For the string "BuildParams", search the entries below and copy every line where it appears.

§ **DATA FOR THIS TASK**:
- - - - -

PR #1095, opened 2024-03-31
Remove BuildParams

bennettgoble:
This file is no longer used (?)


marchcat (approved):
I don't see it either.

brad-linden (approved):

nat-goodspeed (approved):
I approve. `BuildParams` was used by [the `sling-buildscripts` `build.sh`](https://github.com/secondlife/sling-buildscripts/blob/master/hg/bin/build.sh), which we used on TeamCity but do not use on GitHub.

- - - - -

§ **RESPONSE BELOW**:
Remove BuildParams
I approve. `BuildParams` was used by [the `sling-buildscripts` `build.sh`](https://github.com/secondlife/sling-buildscripts/blob/master/hg/bin/build.sh), which we used on TeamCity but do not use on GitHub.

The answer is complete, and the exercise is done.